Angka usia yang semakin tinggi kerap menjadi halangan bagi seseorang untuk belajar. Anggapan dan persepsi sekitar tentang penurunan kapasitas otak manusia sejalan dengan bertambahnya usia menjadi penghambat untuk terus belajar. Ditambah dengan perubahan kurikulum dan teknologi membuat masyarakat yang telah berumur pun enggan untuk belajar.

Namun, hal ini tidak menjadi penghalang bagi Iman Budiman dan Retty Selya untuk mengenyam pendidikan di usia yang tidak lagi tergolong muda. Iman, yang saat ini berusia 34 tahun, merupakan seorang seniman lukis yang berasal dari salah satu desa seni terbesar di Kota Bandung, yaitu Kampung Wisata Jelekong. Tempat ini terletak di Jalan Laswi, Kecamatan Baleendah, Kabupaten Bandung. Aktif melukis semenjak lulus SMA di tahun 2004, Iman sering menerima banyak pesanan lukisan. Ia juga mengajar seni kepada anak-anak dari sekolah internasional pada waktu-waktu tertentu.

Walaupun Iman memiliki karier sebagai seniman, ia tidak pernah melupakan mimpinya untuk mengejar pendidikan ke jenjang yang lebih tinggi. Iman memilih untuk mendaftar kuliah di Universitas Kristen Maranatha di Program Sarjana Seni Rupa Murni dan berhasil masuk pada tahun 2019. Pemilik Budiman Gallery Arts Jelekong ini menuturkan alasannya memilih berkuliah, yaitu untuk menambah pengetahuan teori yang nantinya bisa dibagikan kepada seniman lain di desanya.

“Setelah kuliah di Maranatha, saya menjadi lebih percaya diri karena saya diajarkan tidak hanya melukis, tetapi juga mata kuliah lain, seperti arsitektur, interior, dan desain komunikasi. Dari belajar, saya mendapatkan kepercayaan diri untuk melakukan banyak proyek-proyek besar, seperti membangun gapura, hingga rumah-rumah para seniman,” ungkap Iman secara virtual dalam acara Santuy Sore #8 pada Sabtu, 11 September 2021 lalu.
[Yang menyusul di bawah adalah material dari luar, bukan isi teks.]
PR #1989, opened 2024-06-05
[mycpp] annotate CFG with function calls

melvinw:
This commit adds the first concrete `Fact` and uses it to annotate statements that make function calls. You can feed this in to `_bin/datalog/call-graph` and see a list of statements that might lead to the GC being invoked. This output still doesn't impact the generated C++, though.

### DIFF
--- a/mycpp/control_flow_pass.py
+++ b/mycpp/control_flow_pass.py
@@ -1,17 +1,18 @@
 """
 control_flow_pass.py - AST pass that builds a control flow graph.
 """
+import collections
 from typing import overload, Union, Optional, Dict
 
 import mypy
 from mypy.visitor import ExpressionVisitor, StatementVisitor
 from mypy.nodes import (Block, Expression, Statement, ExpressionStmt, StrExpr,
-                        ForStmt, WhileStmt, CallExpr, FuncDef, IfStmt)
+                        CallExpr, FuncDef, IfStmt, NameExpr, MemberExpr)
 
-from mypy.types import Type
+from mypy.types import CallableType, Instance, Type, UnionType
 
 from mycpp.crash import catch_errors
-from mycpp.util import split_py_name
+from mycpp.util import join_name, split_py_name
 from mycpp import util
 from mycpp import pass_state
 
@@ -24,19 +25,98 @@ class UnsupportedException(Exception):
 
 class Build(ExpressionVisitor[T], StatementVisitor[None]):
 
-    def __init__(self, types: Dict[Expression, Type]):
+    def __init__(self, types: Dict[Expression, Type], virtual, local_vars):
 
         self.types = types
-        self.cfgs = {}
+        self.cfgs = collections.defaultdict(pass_state.ControlFlowGraph)
         self.current_statement_id = None
+        self.current_class_name = None
         self.current_func_node = None
         self.loop_stack = []
+        self.virtual = virtual
+        self.local_vars = local_vars
+        self.imported_names = set()  # MemberExpr -> module::Foo() or self->foo
+
+        # HACK for conditional import inside mylib.PYTHON
+        # in core/shell.py
+        self.imported_names.add('help_meta')
 
     def current_cfg(self):
         if not self.current_func_node:
             return None
 
-        return self.cfgs.get(split_py_name(self.current_func_node.fullname))
+        return self.cfgs[split_py_name(self.current_func_node.fullname)]
+
+    def resolve_callee(self, o: CallExpr) -> Optional[util.SymbolPath]:
+
+        if isinstance(o.callee, NameExpr):
+            return split_py_name(o.callee.fullname)
+
+        elif isinstance(o.callee, MemberExpr):
+            if isinstance(o.callee.expr, NameExpr):
+                is_module = (isinstance(o.callee.expr, NameExpr) and
+                             o.callee.expr.name in self.imported_names)
+                if is_module:
+                    return split_py_name(
+                        o.callee.expr.fullname) + (o.callee.name, )
+
+                elif o.callee.expr.name == 'self':
+                    assert self.current_class_name
+                    return self.current_class_name + (o.callee.name, )
+
+                else:
+                    local_type = None
+                    for name, t in self.local_vars.get(self.current_func_node,
+                                                       []):
+                        if name == o.callee.expr.name:
+                            local_type = t
+                            break
+
+                    if local_type:
+                        if isinstance(local_type, str):
+                            return split_py_name(local_type) + (
+                                o.callee.name, )
+
+                        elif isinstance(local_type, Instance):
+                            return split_py_name(
+                                local_type.type.fullname) + (o.callee.name, )
+
+                        elif isinstance(local_type, UnionType):
+                            assert len(local_type.items) == 2
+                            return split_py_name(
+                                local_type.items[0].type.fullname) + (
+                                    o.callee.expr.name, )
+
+                        else:
+                            assert not isinstance(local_type, CallableType)
+                            # primitive type or string. don't care.
+                            return None
+
+                    else:
+                        # context or exception handler. probably safe to ignore.
+                        return None
+
+            else:
+                t = self.types.get(o.callee.expr)
+                if isinstance(t, Instance):
+                    return split_py_name(t.type.fullname) + (o.callee.name, )
+
+                elif isinstance(t, UnionType):
+                    assert len(t.items) == 2
+                    return split_py_name(
+                        t.items[0].type.fullname) + (o.callee.name, )
+
+                elif o.callee.expr and getattr(o.callee.expr, 'fullname',
+                                               None):
+                    return split_py_name(
+                        o.callee.expr.fullname) + (o.callee.name, )
+
+                else:
+                    # constructors of things that we don't care about.
+                    return None
+
+        # Don't currently get here
+        raise AssertionError()
 
     #
     # COPIED from IRBuilder
@@ -69,10 +149,9 @@ class Build(ExpressionVisitor[T], StatementVisitor[None]):
                     cfg = self.current_cfg()
                     # Most statements have empty visitors because they don't
                     # require any special logic. Create statements for them
-                    # here. Blocks and loops are handled by their visitors.
-                    if (cfg and not isinstance(node, Block) and
-                            not isinstance(node, ForStmt) and
-                            not isinstance(node, WhileStmt)):
+                    # here. Don't create statements from blocks to avoid
+                    # stuttering.
+                    if cfg and not isinstance(node, Block):
                         self.current_statement_id = cfg.AddStatement()
 
                     node.accept(self)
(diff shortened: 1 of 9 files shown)


mycpp/cppgen_pass.py
```diff
@@ -2419,10 +2418,14 @@ def visit_func_def(self, o: 'mypy.nodes.FuncDef') -> T:
...
                 #log('arg_names %s', arg_names)
                 #log('local_vars %s', self.local_vars[o])
-                self.prepend_to_block = [
-                    (lval_name, c_type, lval_name in arg_names)
-                    for (lval_name, c_type) in self.local_vars[o]
-                ]
+                self.prepend_to_block = []
+                for (lval_name, lval_type) in self.local_vars[o]:
+                    c_type = lval_type
+                    if not isinstance(lval_type, str):
```
andychu, line 2424: hm can we remove this and always use a Type instance rather than a string?

mycpp/control_flow_pass.py
```diff
@@ -24,19 +25,98 @@ class UnsupportedException(Exception):
...
+        self.imported_names.add('help_meta')
 
     def current_cfg(self):
         if not self.current_func_node:
             return None
 
-        return self.cfgs.get(split_py_name(self.current_func_node.fullname))
+        return self.cfgs[split_py_name(self.current_func_node.fullname)]
+
+    def resolve_callee(self, o: CallExpr) -> Optional[util.SymbolPath]:
```
andychu, line 50: docstring for this method?

mycpp/control_flow_pass.py
```diff
@@ -24,19 +25,98 @@ class UnsupportedException(Exception):
...
+        self.current_class_name = None
         self.current_func_node = None
         self.loop_stack = []
+        self.virtual = virtual
+        self.local_vars = local_vars
+        self.imported_names = set()  # MemberExpr -> module::Foo() or self->foo
+
+        # HACK for conditional import inside mylib.PYTHON
+        # in core/shell.py
+        self.imported_names.add('help_meta')
```
andychu, line 42: We shouldn't duplicate this imported_names structure here, and also in cppgen_pass.py

Because it is heuristic, and the two heuristics can get out of sync

Generally we want to compute things in one pass, and then pass something more structured and rigid on to future passes

---

I just did some of that to fix rooting ... in the DECL pass we now compute `ctx_member_vars`, and then we pass that info onto the IMPL pass

(and eventually we are going to get rid of the self.decl and self.forward_decl booleans and factor out all the duplication)

mycpp/control_flow_pass.py
```diff
@@ -24,19 +25,98 @@ class UnsupportedException(Exception):
...
+                        else:
+                            assert not isinstance(local_type, CallableType)
+                            # primitive type or string. don't care.
+                            return None
+
+                    else:
+                        # context or exception handler. probably safe to ignore.
+                        return None
+
+            else:
```
andychu, line 99: this also seems like it may duplicate some logic in cppgen_pass

I think we may want to pass the result of resolve_callee onto a future stages, in addition to using it in datalog

mycpp/cppgen_pass.py
melvinw: I wanted to do this, but the casting case makes it difficult: https://github.com/oilshell/oil/blob/master/mycpp/cppgen_pass.py#L1482-L1499). We would need some way of knowing whether to call `GetCType()` or `_GetCTypeForCast()` when iterating over the list of locals. Any way of communicating that felt messier than falling back on a string

mycpp/control_flow_pass.py
melvinw: Ah sure. I thought this logic was simple enough and unlikely to change, but it's better to be safe. I'll pass this in.

mycpp/control_flow_pass.py
melvinw: I guess the if conditions overlap with `GetCType()` somewhat, but I think a shared function would be overkill. Or do you mean specifically the `UnionType` thing?

I can definitely stash these in a map so future passes can grab it easily, though.

mycpp/control_flow_pass.py
```diff
@@ -236,3 +351,73 @@ def visit_try_stmt(self, o: 'mypy.nodes.TryStmt') -> T:
...
+
+    # Expressions
+
+    def visit_member_expr(self, o: 'mypy.nodes.MemberExpr') -> T:
+        self.accept(o.expr)
+
+    def visit_yield_expr(self, o: 'mypy.nodes.YieldExpr') -> T:
+        self.accept(o.expr)
+
+    def visit_op_expr(self, o: 'mypy.nodes.OpExpr') -> T:
```
andychu, line 366: I think a lot of these methods can be left out, since the default in

~/wedge/oils-for-unix.org/pkg/mypy/0.780/mypy/traverser.py

does the same thing

I guess that is sorta nice about the visitor compared to switch

Although I think the visitor is worse in other cases

mycpp/cppgen_pass.py
andychu: So we have to distinguish the cases

    x = 42
    x = cast(SomeType, y)

How about  adding a boolean field to local_var_list that tells if it's casted or not?

mycpp/control_flow_pass.py
```diff
@@ -24,19 +25,111 @@ class UnsupportedException(Exception):
...
+        `moduleA` would is named `moduleA.foo`. Calls to free-functions defined
+        in imported modules are named the same way.
+        """
+
+        if isinstance(o.callee, NameExpr):
+            return split_py_name(o.callee.fullname)
+
+        elif isinstance(o.callee, MemberExpr):
+            if isinstance(o.callee.expr, NameExpr):
+                is_module = (isinstance(o.callee.expr, NameExpr) and
```
andychu, line 70: I think the use of `self.imported_names` should be eliminated -- that is the main source of duplication I see

We are trying to distinguish the cases

    a.b  # attribute of class/struct  a->b
    a.b()  # module and function a::b()

And the heuristic is to look at if a is an imported name

I think we should figure that out ONCE, and then change the representation for later  passes

e.g. we could introduce a new node type even ...  

Or maybe wrap it it in a new type

At the very least it could save this calculation in a dict for later


----

Logically I think the disambiguation belongs in an EARLY pass.   Though maybe the DECL pass can be the place to stick it.

We really should create something like `mycpp.asdl` that defines the language.

So we know that

    a.b() is different than a.b
    x = 42 is different than x = cast(T, 42)

in terms of what we need to compile

If the early stages do the disambiguation, then the later stages don't have to worry about it, and they have a nicer tree  to work with

---

Logically it does seem like we need this to make a correct control flow graph

Right now the disambiguation part is mixed up with the control flow part.  It was always mixed up but I think this is the right time to fix it -- when we have some significant new functionality that hinges on it

mycpp/control_flow_pass.py
melvinw: Oh, cool. That's convenient. I'll remove the ones that don't have any extra logic.

mycpp/cppgen_pass.py
melvinw: Yeah, I had something like this in my first draft of this. It felt kinda clunky. I guess I don't feel too strongly about this, though. I'll revert to that.

andychu:
Thinking about this a bit more, I think ideally we want a structure like

    MyPy AST for Typed Python -->
    mycpp AST resembling C++ ->
    forward decls -->   (this may turn into proper modules eventually, instead of 1 huge translation unit)
    DECL / prototypes ->
    control flow -->    # I suppose this goes here because it only affects IMPL?   Could be up for grabs
    IMPL

andychu:
And we would want a separate `mycpp.asdl` for ALL the passes

But doing that all at once is too much.

----

So  as an intermediate step, we could create a new first phase -- maybe the **heuristic mycpp disambiguation phase** that fills in what's missing in Python


- `obj->field` vs. `module::Func()` or `module.Class()` -- using the imported name heuristic
- member vars -- these are not listed explicitly in Python -- there is a heuristic
- virtual -- this does not appear in the source
- casting -- there are some special considerations here -- we are using the `UP_foo` convention
- I just added a `ctx_Foo` convention for rooting, since context managers only go on the stack

So instead of creating a whole new tree right now, this first phase could just output a bunch of dicts keyed by nodes

e.g. for every MemberExpr, we can create a dict in the first pass that says if it's `obj->field` or `module::Func`

And then we can use that in all passes.

Likewise for the `local_var_list` -- that is used for "hoisting" declarations to the top of every function, before we see them.

---

And then gradually we can move `virtual` there, and `ctx_member_vars`, etc.

We could even call this the "HeuristicPass" or something

So it would be something like


```
member_expr_lookup = ...
local_vars = ...
p1 = heuristic_pass.Build(member_expr_lookup, local_vars, ...)
```

So right now it would output a bunch of dicts

But later it could construct a real IR like `mycpp.asdl`

andychu:
So basically I think this is a good way to gradually move stuff out of `cppgen_pass`

The problem is we want to use `self.imported_names` to check `MemberExpr` in both control flow and in IMPL

But we don't want to duplicate that logic. Instead we can move it to the EARLY heuristic pass, and use that info in as many subsequent stages as we want

So I think it should be a relatively flexible way of organizing the code, and lead to many quick refactorings

andychu:
Hm I tried to delete some of the "pass through" methods from `const_pass.py` and it didn't work

I think the problem is that we are not using that LATER API `traverser.py` 

I probably copied from some earlier API, ugh

So yeah maybe we don't worry about it now, although this causes a bunch of boilerplate I would like to avoid

Maybe the heuristic_pass can be the same thing as the const_pass ... logically that doesn't seem too bad -- all we are doing is building a dict const_lookup

And then we can add a couple other dicts there too

melvinw:
closing this while we figure out the IR stuff

melvinw:
no reason we can't just tack the IR stuff onto this change. reopening.

mycpp/pass_state.py
```diff
@@ -6,13 +6,42 @@
...
 _ = log
 
 
+class ModuleMember(object):
+    def __init__(self, module_path: SymbolPath, member: str) -> None:
+        self.module_path = module_path
+        self.member = member
+
+
+class StaticObjectMember(object):
```
andychu, line 25: Could use a comment for this ... I forgot that we also have AsdlType::CreateNull() -- I think that is the only instance of this!

Usually `::` is a C++ namespace generated for a Python module


----

Also I wonder if we should turn on type checking of mycpp in the CI?  Since we have more type annotations now

andychu (commented):
This looks great, thank you!

Nitpick: I feel like "ast_pass" is a bit of generic name ... aren't they all AST passes sorta?


Otherwise, I think it makes sense to merge this as is pretty much?   Does it pass CI?

melvinw:
> Nitpick: I feel like "ast_pass" is a bit of generic name ... aren't they all AST passes sorta?

Ah lol good point. I'll rename this to `ir_pass`.

andychu:
OK great, thanks for doing this!

I realize it was a lot of yak shaving, but I think this is the right thing for the future, and also the right time to do it, because everything works now :)

melvinw:
No sweat!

Di pihak lain, Retty mulai berkuliah di UK Maranatha ketika menginjak usia 44 tahun. Tahun 2003, Retty yang hobi membaca mulai mencari-cari universitas yang bisa menerima mahasiswa dengan usia sepertinya. Retty yang awalnya berencana mendaftar di Fakultas Psikologi, kemudian memilih untuk mendaftar di Fakultas Seni Rupa dan Desain karena kesukaannya pada bidang seni. Meskipun sempat merasa takut karena rata-rata mahasiswanya sepantaran dengan anaknya, Retty meyakinkan dirinya untuk tetap melanjutkan pendaftaran sampai akhirnya dinyatakan lulus.

Selama berkuliah, ia terus memantapkan dirinya dengan mindset kalau dirinya adalah murid, dan yang mengajarnya adalah dosen, tanpa melihat ada yang lebih muda ataupun lebih tua pada saat itu. Retty, yang saat ini berprofesi sebagai fashion desainer, juga sempat kewalahan ketika salah satu mata kuliah mengharuskannya menggunakan komputer. Meskipun sempat merasa tidak percaya diri, secara perlahan ia pun mulai menguasainya dengan bantuan teman mahasiswa dan dosennya.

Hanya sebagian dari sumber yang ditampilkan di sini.